So, I solved this one with this:

function diffArray(arr1, arr2) {
  var newArr = [];
  newArr = arr1.diff(arr2);
  newArr = newArr.concat(arr2.diff(arr1));
  return newArr;
}
Array.prototype.diff = function(a){
  return this.filter(function (i){return a.indexOf(i) < 0;});
};

I am just wondering how other solved this challenge and if anyone came up with a solution that is simpler/more efficient.

Thanks!


#2

Hi!
I like that your solution uses the filter and is readable.

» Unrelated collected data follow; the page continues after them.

PR #782, opened 2017-10-02
Ddpb 1615 fixes

slizzio:


src/AppBundle/Entity/Report/Report.php
```diff
@@ -1016,4 +1016,15 @@ public function getSectionsSettings()
...
+    /**
+     * Generates the translation suffic to use depending on report type,
+     *
+     * 10x followed by "-104" for HW, "-4" for hybrid report and nothing for PF report
+     * 
+     * @return string
+     */
+    public function get104TransSuffix()
+    {
+        return (strpos($this->getType(), '-4') > 0) ? '-4' : ($this->getType() === '104' ? '-104' : '');
```
elvisciotti: I'm 99.9% sure that the type comes as string, so that should be correct

elvisciotti: for me to summarise: 
- if it contains '-4' => joint report (both Lay and PA)
- if it's a pure 104 for Lay => than we return '104'

For 104 Pa (104-6), this method will return empty, is that what's needed ?

PR #783, opened 2017-10-02
Ddpb 1323 upload docs submitted report

slizzio:


src/AppBundle/Controller/Report/DocumentController.php
```diff
@@ -102,14 +103,20 @@ public function step1Action(Request $request, $reportId)
      */
     public function step2Action(Request $request, $reportId)
     {
-        $report = $this->getReportIfNotSubmitted($reportId, self::$jmsGroups);
-
-        if ( EntityDir\Report\Status::STATE_NOT_STARTED == $report->getStatus()->getDocumentsState()['state']
-           && 'yes' !== $report->getWishToProvideDocumentation()
```
elvisciotti: commenting here as not related to those changes: The ReportStatusService is normally used to tell the status, abstracting from what are the needed methods in the section (getWishToProvideDocumentation) in this case. No need to change, but to keep in mind and discuss in case we make future changes on those things

elvisciotti: In this case, if it's not started, the `getWishToProvideDocumentation`is supposed to be null, and there should be no need to check it. does it make sense ?

src/AppBundle/Controller/Report/DocumentController.php
```diff
@@ -207,6 +214,10 @@ public function deleteConfirmAction(Request $request, $documentId, $confirmed =
         /** @var EntityDir\Document $document */
         $document = $this->getDocument($documentId);
 
+        if ($document->getReportSubmission() instanceof EntityDir\Report\ReportSubmission) {
+            throw new \RuntimeException('Docuemnt already submitted and cannot be removed.');
```
elvisciotti: typo

src/AppBundle/Controller/Report/DocumentController.php
```diff
@@ -248,19 +260,70 @@ public function deleteConfirmedAction(Request $request, $documentId)
...
+     */
+    public function submitMoreConfirmedAction(Request $request, $reportId)
+    {
+        $report = $this->getReport($reportId, self::$jmsGroups);
+
+        // submit the report to generate the submission entry only
+        $response = $this->getRestClient()->put('report/' . $report->getId() . '/submit-documents', $report, ['submit']);
+
+        if ($response['reportId'] !== $report->getId()) {
+            throw new \RuntimeException('Unable to submit new documents');
```
elvisciotti: in what cases is this happening? is more likely to fail with an ecxeption from the endpoint ? if so, the previous `put(...)` will already throw an exception

src/AppBundle/Resources/views/Report/Document/_list_submitted.html.twig
```diff
@@ -0,0 +1,72 @@
...
+        {% if page == 'submitMoreDocumentsConfirm' and report.wishToProvideDocumentation == 'yes' %}
+            <a href="{{ path('report_documents', { 'reportId': report.id, 'from': 'summary'}) }}" class="bold-small move-quarter--up action-link behat-link-add">
+                <span class="icon icon-plus"></span>
+                {{ 'summaryPage.addButton' | trans }}
+            </a>
+        {% endif %}
+        </div>
+    </div>
+
+    <table class="check-your-answers push--bottom behat-region-new-document-list">
```
elvisciotti: maybe a partial template to reuse here ?  @Biggsen

tests/behat/features/deputy/03-report/01-102/21-add-more-documents.feature
```diff
@@ -0,0 +1,33 @@
...
+    Then the form should be valid
+    And each text should be present in the corresponding region:
+      | small.jpg        | new-document-list |
+
+    Then I click on "continue-to-submit"
+    Then the URL should match "report/\d+/documents/submit-more"
+    And each text should be present in the corresponding region:
+      | small.jpg        | new-document-list |
+    Then I click on "confirm-submit"
+    And I go to the URL previously saved as "your-reports"
```
elvisciotti: not needed if it's the last step

src/AppBundle/Controller/Report/DocumentController.php
slizzio: Yes thats a nonsensical statement. Might as well be if (true && false)

src/AppBundle/Controller/Report/DocumentController.php
slizzio: Yes this is true. Have removed. The current Id will not change since  its A PUT and already exists

tests/behat/features/deputy/03-report/01-102/21-add-more-documents.feature
slizzio: This is just to test its redirecting back to the correct place. Why would this not be needed? Have I got the step wrong?

src/AppBundle/Controller/Report/DocumentController.php
slizzio: Removed impossible if statement above

PR #792, opened 2017-10-09
Ddpb 1678 codeps sort order

jackgoodby:


src/AppBundle/Entity/Client.php
```diff
@@ -697,10 +695,25 @@ public function setClientContacts($clientContacts)
...
+        if (is_array($this->users) && count($this->users) > 0) {
+            foreach ($this->users as $user) {
+                if (!$user->getFirstname()) {
+                    $matches = [];
+                    preg_match('(^\w+)', $user->getEmail(), $matches);
+                    if (!empty($matches[0])) {
+                        $coDeps[strToLower($matches[0])] = $user;
+                    }
+                } else {
+                    $coDeps[strToLower($user->getFirstname())] = $user;
```
slizzio: There is a danger of this being overwritten and codeps going missing. Consider 2 co deps with the same first name. Maybe add a unique identifier?

jackgoodby: yeah of course - duh

PR #798, opened 2017-10-13
Ddpb 1628 admin document improvements

slizzio:


src/AppBundle/Resources/views/Admin/ReportSubmission/index.html.twig
```diff
@@ -107,13 +108,27 @@
                         </td>
                         <td class="width-fifth">
                             {% if reportSubmission.createdBy %}
+                                {% if reportSubmission.createdBy.isDeputyPa %}
+                                    {% set PAName = reportSubmission.createdBy.determinePublicAuthorityName %}
+                                        {% if PAName != '' and PAName != reportSubmission.createdBy.lastname %}
+                                            {{ reportSubmission.createdBy.fullname }}<br>
```
elvisciotti: this case is the same as line 121 and 122, so maybe this logic can be simplified?

slizzio: Yes it could be written more compactly. I didn't want to make a call to determinePublicAuthorityName unnecessarily (due to the regex). So whilst it would be more compact. it would be possibly harder to read

PR #806, opened 2017-10-17
DDPB-1704 review report heading fix

Biggsen:
looking for '104' in the string, instead of an exact '104' to match 104-6.

### DIFF
--- a/src/AppBundle/Resources/views/Report/Formatted/formatted_body.html.twig
+++ b/src/AppBundle/Resources/views/Report/Formatted/formatted_body.html.twig
@@ -8,7 +8,7 @@
 {% set transfers = report.getMoneyTransfers %}
 {% set mentalCapacity = report.getMentalCapacity %}
 {% set transOptions = {'%client%': report.client.firstname | e } %}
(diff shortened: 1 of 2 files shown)


src/AppBundle/Resources/views/Report/Formatted/formatted_body.html.twig
```diff
@@ -17,6 +17,9 @@
     {% include 'AppBundle:Css:formatted-report.css.twig' %}
 </style>
 
+<p>{{ report.get104TransSuffix }}</p>
```
slizzio: Is this meant to be here?

src/AppBundle/Resources/views/Report/Formatted/formatted_body.html.twig
```diff
@@ -17,6 +17,9 @@
...
+<p>{{ report.type }}</p>
```
slizzio: Are these meant to be here? Debug only?

Biggsen: Debug only. Gone.

Biggsen:
Not showing new commits.

PR #809, opened 2017-10-20
DDPB-1628-revert-template Reverted template and fixed pre match

slizzio:


src/AppBundle/Entity/User.php
```diff
@@ -923,8 +923,8 @@ public function isDeputy()
      */
     public function determinePublicAuthorityName()
```
Biggsen: We should remove the whole function. It won't be needed.

Biggsen:
Approved.

PR #811, opened 2017-10-23
DDPB-1329 mask STMP host in manage/availability in case of failures

elvisciotti:


src/AppBundle/Service/Availability/SmtpAvailability.php
```diff
@@ -11,17 +11,17 @@ class SmtpAvailability extends ServiceAvailabilityAbstract
...
+
+        $this->isHealthy = false;
+        $this->errors = '';
 
         try {
-            $transport = $container->get($this->transportKey); /* @var $transport \Swift_SmtpTransport */
             $transport->start();
             $transport->stop();
-
-            $this->isHealthy = true;
```
jackgoodby: When is $this->isHealthy every going to be true, if this is removed?

PR #814, opened 2017-10-23
DDPB-1168 registered email error message updated

Biggsen:


elvisciotti:
@Biggsen @jackgoodby the same message is displayed 3 times (+ once with a different phone number). Wasn't possible or convenient to re-use the same translation key and remove some content duplication ?

PR #821, opened 2017-10-27
Ddpb 1696 docs sent msg

Biggsen:


Biggsen:
Look like I accidentally branched off the trans-keys-fix branch (pageTitle work) instead of master - https://github.com/ministryofjustice/opg-digi-deps-client/pull/818

Let's have that merged in first before this.

PR #824, opened 2017-11-02
Ddpb 1707 monetary validation content

slizzio:


jackgoodby:
Not merged at present because code freeze

PR #840, opened 2017-11-22
Ddpb 1772

elvisciotti:


src/AppBundle/Controller/Admin/AdController.php
```diff
@@ -37,7 +37,6 @@ public function indexAction(Request $request)
                                  , new EntityDir\User()
                                  , [ 'options' => [ 'roleChoices'        => [EntityDir\User::ROLE_LAY_DEPUTY=>'Lay deputy'],
```
jackgoodby: or just make the third param a simple array: 

 ['roleChoices'        => [EntityDir\User::ROLE_LAY_DEPUTY=>'Lay deputy'],
'roleNameSetTo'      => EntityDir\User::ROLE_LAY_DEPUTY,
'roleNameEmptyValue' => null,]

src/AppBundle/Form/Ad/AddUserType.php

Here is a solution that I have coded. In this solution you don’t loop on the elements of the second array.
I am not sure that it is more efficient, I can’t think of a way of doing it better than O(n²).

function diffArray(arr1, arr2) {    

var newArr = []; 

for(var i = 0; i < arr1.length; i++) {
var indexEl = arr2.indexOf(arr1[i]);

//If element is unique in arr1, we keep it
if( indexEl === -1)
  {
    newArr = newArr.concat(arr1[i]);
  }
//If element is in arr2, we remove it from arr2
else
  {
    arr2.splice(indexEl,1);
  }
}

//All the elements remaining in arr2 are unique
//So we need to return them as well
newArr = newArr.concat(arr2);

return newArr;
}

#3

I think I see how you could do this in O(n) time with a hash table (Javascript object). For instance, to compare two arrays, you could keep a javascript object for each and store the numbers you see as keys and the value as true. Then loop through each object and check to see if the values are in the other one. If they aren’t then you push them to an array. The advantage of a Javascript object is that lookups are O(1)!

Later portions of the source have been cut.